(Dataset excerpts)
++++
Issue #20574, opened 2020-12-15
Evaluate logical definitions using 'process_has_causal_agent ' 


pgaudet:
Discussion of #17613 on the Ontology editors call highlighted that the relation 'process_has_causal_agent ' is probably incorrect. This relation was also questioned here: #20258.  

 - [ ]	intersection_of: process_has_causal_agent CHEBI:16480 ! nitric oxide
 - [ ]	intersection_of: process_has_causal_agent CHEBI:16670 ! peptide
 - [ ]	intersection_of: process_has_causal_agent CHEBI:16838 ! polyphosphate
 - [ ]	intersection_of: process_has_causal_agent CHEBI:17245 ! carbon monoxide
 - [ ]	intersection_of: process_has_causal_agent CHEBI:18059 ! lipid
 - [ ]	intersection_of: process_has_causal_agent CHEBI:33697 ! ribonucleic acid
 - [ ]	intersection_of: process_has_causal_agent CHEBI:48433 ! angiotensin
 - [ ]	intersection_of: process_has_causal_agent CHEBI:67194 ! cannabinoid
 - [ ]	intersection_of: process_has_causal_agent CL:0000084 ! T cell
 - [ ]	intersection_of: process_has_causal_agent CL:0000097 ! mast cell
 - [ ]	intersection_of: process_has_causal_agent CL:0000129 ! microglial cell
 - [ ]	intersection_of: process_has_causal_agent CL:0000233 ! platelet
 - [ ]	intersection_of: process_has_causal_agent CL:0000236 ! B cell
 - [ ]	intersection_of: process_has_causal_agent CL:0000451 ! dendritic cell
 - [ ]	intersection_of: process_has_causal_agent CL:0000542 ! lymphocyte
 - [ ]	intersection_of: process_has_causal_agent CL:0000545 ! T-helper 1 cell
 - [ ]	intersection_of: process_has_causal_agent CL:0000546 ! T-helper 2 cell
 - [ ]	intersection_of: process_has_causal_agent CL:0000623 ! natural killer cell
 - [ ]	intersection_of: process_has_causal_agent CL:0000624 ! CD4-positive, alpha-beta T cell
 - [ ]	intersection_of: process_has_causal_agent CL:0000738 ! leukocyte
 - [ ]	intersection_of: process_has_causal_agent CL:0000766 ! myeloid leukocyte
 - [ ]	intersection_of: process_has_causal_agent CL:0000767 ! basophil
[...]

Issue #22569, opened 2021-12-13
Fix LD of some transport terms


pgaudet:
Discussion with @balhoff and @cmungall about logical definitions: 

added logical definition: 
**exocytosis**
+intersection_of: GO:0006810 ! transport
+intersection_of: process_has_causal_agent GO:0070382 ! exocytic vesicle

**exosomal secretion**
+intersection_of: GO:0006887 ! exocytosis
+intersection_of: transports_or_maintains_localization_of GO:0070062 ! extracellular exosome

Thanks, Pascale

PR #32559, opened 2026-09-01
Drop the redundant process_has_causal_agent relationship on GO:0098876

raymond91125:
**[Written by Claude]**

Spotted while surveying `process_has_causal_agent` usage for #20574. One line.

`GO:0098876 vesicle-mediated transport to the plasma membrane` carried the same differentia twice:

```
intersection_of: GO:0006810 ! transport
intersection_of: has_target_end_location GO:0005886 ! plasma membrane
intersection_of: process_has_causal_agent GO:0031982 ! vesicle
relationship: ends_with GO:0006887 ! exocytosis
relationship: process_has_causal_agent GO:0031982 ! vesicle   <- removed
```

The equivalence axiom entails the subclass assertion, so the `relationship:` line was already implied. The stanza was also inconsistent with itself — `has_target_end_location` sits in the logical definition with no duplicate relationship.

`relationship: ends_with GO:0006887` is untouched: it is a genuine additional assertion, not part of the logical definition.

## Why this is a defect and not the house style

Duplicating a differentia as a relationship *is* a real GO pattern - 109 stanzas do it - so this needed checking before deleting. The breakdown by relation:

| relation | duplicated lines |
|---|---|
| `part_of` | 66 |
| `regulates` | 26 |
| `positively_regulates` | 5 |
| `negatively_regulates` | 4 |
| `has_primary_input` | 4 |
| `capable_of` | 2 |
| `has_part`, `has_target_end_location`, `has_target_start_location`, `results_in_development_of` | 1 each |
| **`process_has_causal_agent`** | **1** |

**Correction to an earlier version of this description.** It claimed the 101 `part_of`/`regulates` duplicates are load-bearing because `go-simple-filtered.ofn` (`Makefile:418`) drops `EquivalentClasses`, so the duplicate is what preserves the link in `go-basic` - and that this instance is safe because `process_has_causal_agent` is not in `GO_BASIC_RELATIONS`. Both halves were wrong on mechanism, as the review points out. Verified against the Makefile:

1. **`process_has_causal_agent` is stripped earlier than `go-basic`.** `$(ONT)-pre.ofn` (`Makefile:397`) runs `remove $(addprefix --term ,$(GO_MAIN_RELATIONS)) --select complement --select object-properties --signature true --trim true`, keeping only `GO_MAIN_RELATIONS` (`Makefile:64`). The relation is in neither that set nor `GO_BASIC_RELATIONS`, so it never reaches `go.owl`, let alone `go-basic`.
2. **The duplicates do not preserve the `part_of`/`regulates` links either.** `reasoned.ofn` (`Makefile:331`) runs `relax` before any of this, rewriting `EquivalentClasses(A, B and R some C)` into the corresponding `SubClassOf` axioms. By the time `Makefile:418` removes `EquivalentClasses`, the relaxed axioms already carry those links, identical to what a `relationship:` line produces.

So all 109 duplicates are inert in the release products, not just this one. The conclusion is unchanged and if anything stronger - the deleted line bought nothing anywhere - but the test I originally gave was wrong, and anyone reusing it on the other 108 would get the wrong answer. Corrected here rather than left to mislead.

## Verification

No logical change by construction: `EquivalentClasses(X, ...  ⊓ ∃process_has_causal_agent.vesicle)` entails `SubClassOf(X, ∃process_has_causal_agent.vesicle)`.

I did not run the before/after ELK subclass-pair comparison used on the other #20574 PRs, because it would not be informative here — that query filters to named-class subsumptions (`isIRI(?p)`), and this axiom's target is an anonymous restriction, so these triples never appear in it. A 0/0 result would have proved nothing. `make travis_test` does run the full reasoner and passes: 16/16 SPARQL rules, `change-report.txt` empty.

## Checklist

- [x] PLAN - single redundant axiom, scope confirmed against the 109-stanza pattern before deleting
- [x] PRE-VALIDATION - master validates; branch cut from current master
- [ ] RESEARCH - N/A, no biological claim
- [x] TERM-SEARCH - full scan for identical `intersection_of` / `relationship` pairs
- [x] DESIGN-PATTERNS - checked against `GO_BASIC_RELATIONS` and the `go-basic.ofn` recipe
- [x] EDITS - `obo-checkout.pl` / `obo-checkin.pl`
- [x] RELATIONSHIPS - logical definition unchanged; `ends_with` retained
- [ ] SPECIALIZED-EDITS - N/A
- [x] METADATA - nothing added or altered
- [x] AUTOMATED-VALIDATION - `make travis_test`, exit 0
- [ ] REFERENCE-VALIDATION - N/A, no references introduced
- [x] CHANGES-COMMITTED - `src/ontology/go-edit.obo` only

## Related

Not part of the group A work in #32553 / #32554, which are merged. The remaining `process_has_causal_agent` cleanup on #20574 is the 68 non-CL logical definitions and the 8 other `relationship:` assertions — one of which, `GO:0007610 behavior -> UBERON:0001016 nervous system`, looks questionable on biology since it excludes plant and unicellular behaviour. Not addressed here.


raymond91125:
**[Written by Claude]**

Both corrections accepted, and I verified them against the Makefile before editing rather than taking them on trust:

1. **`Makefile:397`** - `$(ONT)-pre.ofn` runs `remove $(addprefix --term ,$(GO_MAIN_RELATIONS)) --select complement --select object-properties --signature true --trim true`, so every object property outside `GO_MAIN_RELATIONS` (`Makefile:64`) is gone before `go.owl`. `process_has_causal_agent` is in neither that set nor `GO_BASIC_RELATIONS`. You are right that I cited a gate one step too late.

2. **`Makefile:331`** - `reasoned.ofn` runs `relax` ahead of everything downstream, so the `part_of`/`regulates` links are already carried by relaxed `SubClassOf` axioms by the time `Makefile:418` drops `EquivalentClasses`. The 101 duplicates I called load-bearing are inert too.

The PR description is corrected, with the original claim quoted and marked as wrong rather than silently replaced - your point that the test would misfire on the other 108 is exactly why it needed fixing in place rather than just dropping.

The conclusion is unchanged and slightly stronger: the deleted line bought nothing in any release product, by an earlier gate than I described.

On your closing note - that retiring `intersection_of: process_has_causal_agent GO:0031982` from this stanza would now take the causal-agent link with it, rather than leaving a `relationship:` behind: noted, and worth stating where #20574 has actually landed on that. Group B was measured and the relation is being **kept** there (demoting it produced 52 false subsumptions, including `trans-synaptic signaling by BDNF` under `by soluble gas`). Group C, which `GO:0098876` belongs to, was triaged as no-action, and the exocytosis axiom in this family was added deliberately in #22569. So the likely outcome for this stanza is that the logical definition stays as it is, and the question does not arise - but you are right that it should be a decision rather than a side effect, and it is recorded on the issue.

Issue #31923, opened 2026-04-20
Textual definition update: GO:0045022  early endosome to late endosome transport (minor)


ValWood:
GO:0045022  early endosome to late endosome transport
Definition (GO:0045022 GONUTS page)
The directed movement of substances, in membrane-bounded vesicles, from the early sorting endosomes to the late sorting endosomes; transport occurs along microtubules and can be experimentally blocked with microtubule-depolymerizing drugs. PMID:29980602

Not always microtubule dependent (in fission yeast it's actin dependent)
 remove gloss:
transport occurs along microtubules and can be experimentally blocked with microtubule-depolymerizing drugs

ValWood:
@dragon-ai-agent  please update definition

dragon-ai-agent:
🤖 Working on it...

Follow along: [View workflow run](https://github.com/geneontology/go-ontology/actions/runs/24725790991)

*— @dragon-ai-agent*

dragon-ai-agent:
Definition updated on GO:0045022 to drop the microtubule-dependence clause. New text:

> The directed movement of substances, in membrane-bounded vesicles, from the early sorting endosomes to the late sorting endosomes.

Rationale: as you noted, the mechanism isn't universal — fission yeast uses actin rather than microtubules for this transport, so the gloss was over-specific. Logical axioms, relationships, and synonyms left untouched.

PR: #31938

---
🤖 **Generated by @dragon-ai-agent**
- Model: `claude-opus-4-7`
- Agent harness: claude-code
- Triggered by: @ValWood
- Run: [View workflow run](https://github.com/geneontology/go-ontology/actions/runs/24725790991)

ValWood:
@dragon-ai-agent please 
always add the term tracker url

dragon-ai-agent:
🤖 Working on it...

Follow along: [View workflow run](https://github.com/geneontology/go-ontology/actions/runs/24730330006)

*— @dragon-ai-agent*

dragon-ai-agent:
Added `term_tracker_item` pointing to this issue on GO:0045022 (alongside the existing link to the original creation issue #26386). Pushed to the same branch, so PR #31938 now contains both the definition change and the new tracker.

I've also saved this as a durable preference so future edits append a `term_tracker_item` for the driving issue by default.

---
🤖 **Generated by @dragon-ai-agent**
- Model: `claude-opus-4-7`
- Agent harness: claude-code
- Triggered by: @ValWood
[...]

Issue #21716, opened 2021-06-28
Term merge: [MVB terms, difference?]


ValWood:
**Term to be merged: Provide GO ID and term label**

GO:0032511 late endosome to vacuole transport via multivesicular body sorting pathway
defined
The directed movement of substances from endosomes to vacuoles by a pathway in which molecules are sorted into multivesicular bodies, which then fuse with the vacuole.

and 
GO:0043328
protein transport to vacuole involved in ubiquitin-dependent protein catabolic process via the multivesicular body sorting pathway 

**Reason for merge**

I don't see any difference between these 2 terms?

mah11:
The difference is clear: GO:0043328 is specific for proteins, whereas GO:0032511 is not. Whether that distinction *needs* to be made is a whole other question (I have no preference whether the terms are merged or not).

PR #32630, opened 2026-09-17
Connect ILV formation to MVB assembly and endosome maturation (#31770)

### LINKED ISSUE #31770: endosome transport via multivesicular body sorting pathway/GO:0045022early endosome to late endosome transport
CC 
@jobberkhout

Image

vesicle-mediated transport needs and overhaul.
I'm still working through documenting the required changes.
However, here is a potential quick fix improvement which will help with modelling.

endosome transport via multivesicular body sorting pathway
The directed movement of substances from endosomes to lysosomes or vacuoles by a pathway in which molecules are sorted into multivesicular bodies, which then fuse with the target compartment.

should be a descendant of 
GO:0045022 early endosome to late endosome transport
The directed movement of substances, in membrane-bounded vesicles, from the early sorting endosomes to the late sorting endosomes; ~transport occurs along microtubules and can be experimentally blocked with microtubule-depolymerizing drugs.~ delete this part of the definition, it isn't true for yeast (at least not all)

Justification
As an early endosome matures into a late endosome, it accumulates ILVs in its lumen — this is precisely what makes it a multivesicular body. So the MVB is the late endosome (or an intermediate stage en route to it), and the process of forming it is early-to-late endosome maturation.

I'm not even sure that 2 separate terms are justified, but we can look into that later. For now, I want to reconcile annotations in 2 different branches.

Note also there are quite a few unecessary grouping terms here "endosomal transport" for example

Also note that the organization branch is redundant with the transport branch and appears to be unnecessary, since the "organization" is a direct consequence of the transport process (largely used by synGO)

raymond91125:
Closes #31770 in part. Addresses #21716 only by analysis, not by edit -- see below.

> **Revised after review.** The first commit also asserted `GO:0036258 part_of GO:0045022`. That was over-asserted and has been reverted; see [Why the maturation link was dropped](#why-the-maturation-link-was-dropped). Two assertions remain.

## What was requested

#31770 asks for two things:

1. Remove the microtubule clause from the GO:0045022 definition. **Already done** under #31923; no action needed.
2. Make GO:0032509 *endosome transport via multivesicular body sorting pathway* a descendant of GO:0045022 *early endosome to late endosome transport*.

## Why the requested is_a was declined

GO:0045022 is a defined class with explicit endpoints:

```
intersection_of: GO:0016192 ! vesicle-mediated transport
intersection_of: has_target_start_location GO:0005769 ! early endosome
intersection_of: has_target_end_location  GO:0005770 ! late endosome
```

GO:0032509 ends at the lysosome/vacuole, not the late endosome. Its definition explicitly includes the terminal fusion, and GO:0061763 *multivesicular body-lysosome fusion* is asserted `part_of` its child GO:0032510. The assertion is therefore false at the top, and worse on inheritance: GO:0032511 and GO:0061764 inherit `has_target_start_location GO:0005770` from GO:0045324 and GO:1902774 respectively, so under the reasoner they start at the late endosome and would acquire a second, contradictory start location.

ELK would not catch this -- GO asserts no disjointness over these locations -- so nothing flags it but a reader. That is precisely why it should not go in.

## What was done

The requester's justification (ILV accumulation is what turns an early endosome into a late endosome/MVB) is sound, but applies one level down. GO:0070676 *intralumenal vesicle formation* was almost unconnected -- no link to MVB assembly, none to the MVB sorting pathway -- which is why annotations split across the two branches.

| term | added | rationale |
|---|---|---|
| GO:0070676 | `relationship: part_of GO:0036258` | ILV formation is the mechanism of MVB biogenesis |
| GO:0071985 | `relationship: has_part GO:0070676` | the pathway by definition involves cargo entry into luminal vesicles |

Each term also received `property_value: term_tracker_item ".../issues/31770" xsd:anyURI`. No `created_by`/`creation_date` -- both are pre-existing terms.

The second is deliberately `has_part` rather than the `part_of` originally floated on the issue. ILV formation also feeds extracellular exosome biogenesis (GO:0097734, which carries "ILV assembly" and "intraluminal vesicle assembly" as RELATED synonyms), where the MVB fuses with the plasma membrane and cargo is secreted rather than degraded. `GO:0070676 part_of GO:0071985` would place those events inside a pathway whose definition ends in lysosomal/vacuolar degradation. `has_part` states only that every MVB sorting pathway has an ILV formation part, which is true and is the same pattern GO:0043162 already uses.

## Why the maturation link was dropped

The first commit also asserted `GO:0036258 part_of GO:0045022`, to give the MVB branch a path to endosome maturation. Reverted in the second commit, on review. `part_of` is declared `is_transitive: true` in this ontology, so combined with `GO:0070676 part_of GO:0036258` it entailed `GO:0070676 part_of GO:0045022` -- putting exosome-destined ILV formation inside an early-endosome-to-late-endosome transport. That is the same over-assertion the `has_part` inversion above avoids, re-entering one level down by transitivity. GO:0036258 also covers MVB biogenesis generally rather than only the first invagination, so continued ILV budding into an already-late endosome is in scope, and for those the EE-to-LE transition has already completed.

Underneath it is an unresolved question: GO:0045022's asserted genus is `GO:0016192 vesicle-mediated transport`, but it carries "endosome maturation" as a RELATED synonym. Maturation and vesicular shuttling are competing accounts of the same transition, and no sound axiom connects MVB assembly to GO:0045022 in either direction until that is settled. That belongs in the vesicle-transport overhaul #31770 is part of, not here.

**Consequence for the issue:** the two remaining assertions connect ILV formation to MVB assembly and to the MVB sorting pathway, but do **not** reach GO:0045022. The annotation reconciliation #31770 actually asks for is therefore still open, blocked on the GO:0045022 question.

## Reasoner effect

ELK before/after over the whole edit file -- the two assertions, plus taxon-constraint propagation:

- `onlyin:2759` (Eukaryota) newly inferred on GO:0070676, GO:0071985, GO:0043162, GO:1905365 -- propagated from GO:0036258, which already carried it, along the `part_of`/`has_part`/`regulates` chain.
- GO:0061763 tightened from `onlyin:131567` (cellular organisms) to `onlyin:2759`.

All five are MVB/ILV processes; eukaryote-only is correct for each. No unsatisfiable classes, no other entailment changes. The propagation is unchanged by the revert, since its source is GO:0036258's pre-existing constraint reached via the surviving `part_of`.

Checked against the annotation corpus, since a narrowed constraint can invalidate previously legal annotations: GOLR reports 58 distinct annotations under these terms outside Eukaryota -- 30 *Trichomonas vaginalis* (NCBITaxon:412133) and 28 *Klebsormidium nitens* (NCBITaxon:105231). Both are eukaryotes, so this is a `taxon_subset_closure` indexing gap rather than a real conflict. Nothing is invalidated.

## Deferred: the redundancy in this branch

Not in this PR, flagged for a separate proposal. The branch repeatedly carries differentiae already entailed by the parent's definition. GO:0071985 reads *"a vesicle-mediated transport process in which transmembrane proteins are ubiquitylated to facilitate their entry into luminal vesicles of MVBs; upon subsequent fusion of MVBs with lysosomes or vacuoles, the cargo proteins are degraded"* -- so protein/ubiquitin scoping is inherited throughout. Direct annotation counts (GOLR, experimental in parentheses):

- **GO:0071985** 608 (30) vs **GO:0032509** 810 (28) -- same process, near-identical definitions. GO:0071985 has exactly one asserted child (GO:0032509) and one other use (`has_part` from GO:0043162). Merge candidate; suggest keeping GO:0071985.
- **GO:0043328** 1435 (33) vs **GO:0032511** 1118 (36) -- this is #21716, which was closed as completed on 2026-09-15 and folded into #31770, but no ontology change ever accompanied it: both terms are still present, unmerged, with no `alt_id`. Still live scope.
- The lysosome/vacuole split (GO:0032510 vs GO:0032511, GO:0061764) is the species-specific duplication. Real, but much larger.

## Checklist

- [x] **PLAN** -- issue and comments read, including the #21716 thread folded into it; intent clear
- [x] **PRE-VALIDATION** -- `go-edit.obo` clean at base before edits; perl OBO check exit 0
- [x] **RESEARCH** -- N/A beyond the ontology itself; no new literature references introduced
- [x] **TERM-SEARCH** -- `obo-grep.pl` over the MVB/endosome/ILV/exosome branches
- [x] **DESIGN-PATTERNS** -- no `intersection_of` added; only `relationship` tags, following prior art in this branch (GO:0043162 `has_part`, GO:0071971 `part_of`)
- [x] **EDITS** -- `obo-checkout.pl` / edit in `terms/` / `obo-checkin.pl`
- [x] **RELATIONSHIPS**
    - [x] no logical definitions added; existing ones untouched
    - [x] relationships conform to similar terms in the branch
    - [x] `is_a` not over-asserted -- no `is_a` added
    - [x] `part_of` vs `has_part` chosen per direction of entailment, and checked under `part_of` transitivity
- [x] **SPECIALIZED-EDITS** -- N/A (no obsoletion, chemistry, reaction, or hand-authored taxon constraint; TC changes here are all inferred)
- [x] **METADATA** -- `term_tracker_item` on both edited terms; no `created_by`/`creation_date` on pre-existing terms
- [ ] **AUTOMATED-VALIDATION** -- **partial locally; CI green on the previous head**
- [x] **REFERENCE-VALIDATION** -- N/A, no new PMIDs or xrefs
- [x] **CHANGES-COMMITTED** -- only `src/ontology/go-edit.obo`

### Validation actually run

The Docker socket is blocked in the editing sandbox for this session, so no ODK-image target could run locally. Run against host ROBOT 1.9.7 instead:

- `robot reason -r ELK` before and after, diffed -- results above; no unsatisfiable classes
- `robot verify` over all 12 `src/sparql/*-violation.sparql` QC queries -- **12/12 PASS**
- `perl ../util/check-obo-for-standard-release.pl --disable-isa-incomplete --disable-whitespace-check --xref-abbs GO.xrf_abbs go-edit.obo` -- clean, exit 0

**Not run locally**, deferred to CI: `datalog-check`, `qc-selftest`, `change-report.txt`, `check_taxon_constraint_idspaces`, `check_all_taxon_constraints_columns`, `chebi_pH_7_3_check`. All five checks passed on the previous head; worth confirming green again after the revert, particularly `change-report.txt` and the taxon-constraint column targets.


raymond91125:
[Written by Claude]

Thanks -- the IMPORTANT finding is correct and is fixed in 3c4470e2a. Responses to all three.

## IMPORTANT: `GO:0036258 part_of GO:0045022` -- accepted, reverted

Your point 2 is decisive and I verified it directly: `part_of` is declared `is_transitive: true` in `go-edit.obo`, so rows 1 and 2 together entailed `GO:0070676 part_of GO:0045022`. I inverted row 3 to `has_part` specifically to keep exosome-destined ILV formation out of a degradative pathway, then let it into a transport pathway through the back door one level down. That was inconsistent and you caught it.

Point 1 holds too: GO:0036258's definition scopes to MVB biogenesis generally, not the first invagination, so continued ILV budding into an already-late endosome is in scope and the EE-to-LE transition has completed for it.

Point 3 is the one I think matters most going forward. The genus/synonym split in GO:0045022 means no sound axiom connects MVB assembly to it in *either* direction -- `has_part` would fail under the vesicular-shuttling reading just as `part_of` fails under the maturation reading. I have said so in the PR body and flagged that the reconciliation #31770 actually asks for is now still open, blocked on that question rather than delivered by this PR. Better an honest gap than an axiom that is only true under one reading.

The GO:0036258 stanza is reverted in full, including its `term_tracker_item` -- no point stamping a term that no longer changes.

## SUGGESTION: the "start at the late endosome" clause -- disagreeing

This one I would rather keep. You read the text definitions, which are loose; the logical parents are not. GO:0032511 `is_a` GO:0045324, which carries `intersection_of: has_target_start_location GO:0005770`, and GO:0061764 `is_a` GO:1902774, same. So under the reasoner both do start at the late endosome, and the requested `is_a` would have given them a second, contradictory start location rather than merely an odd-looking one.

You are right that the def wording invites your reading -- GO:0032511's says "from endosomes" while its name and parent say late endosome. That is a real defect, but in the definition, not in the rebuttal. I have reworded the PR body to cite the inherited `has_target_start_location` explicitly so the next curator sees where the claim comes from.

## SUGGESTION: taxon narrowing vs the annotation corpus -- checked, clean

Good catch that CI would not cover this. GOLR reports 58 distinct annotations under the five terms outside Eukaryota:

| taxon | count |
|---|---|
| NCBITaxon:412133 *Trichomonas vaginalis* | 30 |
| NCBITaxon:105231 *Klebsormidium nitens* | 28 |

(Correcting figures I first posted as 71 total and 35/37: those summed per-term facet counts across overlapping `isa_partof_closure` sets and double-counted annotations subsumed under more than one of the five terms. The 58/30/28 above are from a single deduplicated query. The conclusion is unaffected. The commit message on 3c4470e2a still carries the 71; treat these as the correct figures.)

Both are eukaryotes, so these are a `taxon_subset_closure` indexing gap in GOLR rather than genuine violations. Nothing is invalidated by the narrowing. Recorded in the PR body.

Propagation is unchanged by the revert, since its source is GO:0036258's pre-existing `onlyin:2759` reached via the surviving `GO:0070676 part_of GO:0036258`.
++++
→ EXERCISE REQUIREMENTS
Above are the records; copy exactly the lines from the line with "Textual definition update: GO:0045022" through the line with "Definition updated on", both included.

→ WRITTEN RESPONSE
Textual definition update: GO:0045022  early endosome to late endosome transport (minor)


ValWood:
GO:0045022  early endosome to late endosome transport
Definition (GO:0045022 GONUTS page)
The directed movement of substances, in membrane-bounded vesicles, from the early sorting endosomes to the late sorting endosomes; transport occurs along microtubules and can be experimentally blocked with microtubule-depolymerizing drugs. PMID:29980602

Not always microtubule dependent (in fission yeast it's actin dependent)
 remove gloss:
transport occurs along microtubules and can be experimentally blocked with microtubule-depolymerizing drugs

ValWood:
@dragon-ai-agent  please update definition

dragon-ai-agent:
🤖 Working on it...

Follow along: [View workflow run](https://github.com/geneontology/go-ontology/actions/runs/24725790991)

*— @dragon-ai-agent*

dragon-ai-agent:
Definition updated on GO:0045022 to drop the microtubule-dependence clause. New text:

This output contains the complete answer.